Vervang in eiwitten telkens één cysteïnebouwsteen door selenocysteïne en je kunt met NMR precies zien welke cysteïnes onderling een disulfidebinding vormen en zo mede de 3D-vorm van het eiwit bepalen. Stepan Denisov, Ingrid Dijkgraaf, Tilman Hackeng en collega’s van de Universiteit Maastricht leggen het uit in het tijdschrift Chemical Communications.
Dat selenocysteïne is cysteïne waarin het zwavelatoom is vervangen door seleen, dat er pal onder staat in het periodiek systeem. Het wordt wel het 21ste aminozuur genoemd, als enige bouwsteen buiten de vaste set van 20 die vrij vaak voorkomt in natuurlijke eiwitten. Net als cysteïne kan het een permanente Se-S of Se-Se binding vormen met een cysteïne of een selenocysteïne dat er in het gevouwen eiwit vlak naast komt te liggen.
Qua reactiviteit is het verschil tussen zwavel en seleen vrij groot maar Se-Se, Se-S en S-S hebben allemaal ongeveer dezelfde bindingsafstand. En voor de 3D-vorm van het complete eiwit maakt de vervanging van S door Se vrijwel nooit wat uit.
Alleen schiet je er weinig mee op wanneer je de structuur wilt analyseren met NMR. De meeste seleenisotopen zijn daar net zo min gevoelig voor als zwavelisotopen. Alleen 77Se geeft een signaal dat in de verte bruikbaar is, en natuurlijk seleen bevat maar weinig van die isotoop.

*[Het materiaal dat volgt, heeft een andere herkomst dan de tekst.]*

PR #898, opened 2022-06-21
Enhancement/860 Removed Built-in post types for External Connections + Added a new filter.

### LINKED ISSUE #860: Trim down the list of default supported post types for External Connections

After setting up an external connection, you see a table of post types and the permissions for those post types. We default to showing all post types that have `show_in_rest` set to `true`.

De ‘SecScan’-techniek van Hackeng, Dijkgraaf en collega’s kijkt dan ook niet naar S of Se maar naar de naastgelegen koolstofatomen in de respectievelijke aminozuren. Met name de twee C’s aan de S-kant van een S-Se binding laten een duidelijk zichtbare verschuiving van hun NMR-signalen zien.
Als je dus in een cysteïnerijk eiwit één cysteïne vervangt door selenocysteïne, kun je uit de NMR-signalen afleiden met welk ander cysteïne dat selenocysteïne een S-Se binding vormt. Die procedure herhaal je net zo lang tot je van alle cysteïnes de bindingspartner in kaart hebt.
Dat vervangen van cysteïne door selenocysteïne kun je doen door het hele eiwit in het lab te synthetiseren uit losse aminozuren. Het alternatief is dat je de productie toevertrouwt aan een gemodificeerde E.coli die er een eigen genetische code voor selenocysteïne op nahoudt. In alle gevallen valt de hoeveelheid werk mee: bij een eiwit met zes cysteïnes ben je na twee rondes al klaar, er van uitgaande dat de laatste twee cysteïnes alleen maar bij elkaar kunnen horen.
Om te bewijzen dat het werkt hebben ze in Maastricht eerst SecScans gedaan bij vier cysteïnerijke eiwitten waarvan de structuur al bekend was. Daar kwamen inderdaad de juiste combinaties uit. Sindsdien is een begin gemaakt met de inzet van SecScan als hulp bij de bepaling van nog onbekende eiwitstructuren: bij twee eiwitten uit teken is het al gelukt.